According to Moraa, defilement could be the source of trauma for a woman in their adulthood; as they struggle to process the ordeal and how it distorted their reality.
“As a psychologist, it is my job to establish if this survivor still needs more psychological therapy. Some survivors may get feelings of self-loathing and might want to self-harm. Some survivors may go into a suicidal spiral. When I am convinced that these are likely, I refer them to a psychiatrist who has the capacity to prescribe medication,” Moraa says.
A survivor, she says, will need regular psychotherapy. Her job during these sessions is to help the survivor process their emotions and feelings fully, and still be able to revert to living their normal lives. Psychotherapy may last for months, or even years, depending on the extent of the trauma.
Do not suffer in silence
In defilement cases, Moraa says, there are two people who will need therapy.
“The first, of course, is the child who was assaulted.

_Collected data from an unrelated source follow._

PR #14754, opened 2026-09-14
Implement TCSETSF for master/replica tty

jaymzh:
Originally requested in #2335 which expired, and then sorta-kinda
implemented in b8a4f245618ec01f876f7c22d0bb33d02d5563eb.

We had an internal implementation from marek@cloudflare.com, I took
both, forward ported and updated it for some implementation details
missed in both.


relkochta (changes requested):
Looks good, but it seems some of the tests pass even with the sentry change reverted. Please fix.

(I think the tests need to use the `ExpectFinished()` helper).

jaymzh:
@relkochta - Sure.

The obvious offender is TCSETSWPreservesReplicaInput: TCSETSW already preserved input before this change, so that test passes with the implementation reverted. That test can just be removed now, so I've done that.

And I've moved to the helper were applicable as well.

relkochta (approved):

We call it child-therapy: which is different from therapy with an adult.
“With children, we try to pick out trauma from the way they are interacting with external stimuli. We place them in an environment that will let the child in them interact. For instance, we offer them games to play. We introduce songs and we sing together. We give them fun stuff to do; like drawing and painting.
“We can be able to pick a lot just from studying how they interact in their natural environment and what they are saying as we talk to them in the language of a child,” she explains.

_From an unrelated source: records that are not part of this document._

PR #14766, opened 2026-09-15
test: fix lints after updated linter

raggi:
The linter configuration was updated in https://github.com/google/gvisor/commit/e362ccc8ade7292150a2000e1e980e601f373227 but was not
subsequently run, leading to linter errors in unrelated changes.


milantracy:
Thanks for the patch, it will not fix the issue iiuc 

GitHub is a mirror of gvisor repo, the changes will be reverted once it is exported to GitHub because of  the internal rewrite rules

Frida Mogoi is a clinical officer and child psychologist at Khunyangu sub-county hospital in Busia county. Her job is to perform child friendly services and for paediatric care – especially around defilement cases.
She says: “Children, unlike adults, can be manipulated not to speak the truth. For this reason, I will be keen to their reflexes around specific people, while also communicating to them, at their level, to know that the assault they suffered should never have happened.”
After child therapy, psychologists shift their focus to the parents. “We hold sessions with them to establish where they are and how the event has affected them,” says Moraa. It is not uncommon, Moraa says, to find parents reeling in the aftermath: blaming themselves for the incident.
Moraa’s advise to survivors of rape or defilement is for them not to assume that they will be alright. “We have qualified psychologists and counselors to help them stabilize their mental health. Do not suffer in silence.
And if it is a challenge we can’t handle, there are other experts, like psychiatrists, who are also available to offer treatment.”
Phyllis Atieno’s case is currently ongoing at Tamu Law Courts in Kisumu county. Joan Anunda’s father is right now behind bars at Korinda Prison in Busia county and the case is with the judiciary at Busia Law Courts.